Your assignment:
Write the data below out again, with each line matching the original.

Data section:
Issue #3124, opened 2026-09-18
jq: a `?//` fold alternative's bare variable is certified by value inside a nested `path()`, so the alternative never errors and the retry never runs (exit 0, nothing emitted, where jq raises)


newhoggy:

Task answer:
Issue #3124, opened 2026-09-18
jq: a `?//` fold alternative's bare variable is certified by value inside a nested `path()`, so the alternative never errors and the retry never runs (exit 0, nothing emitted, where jq raises)


newhoggy:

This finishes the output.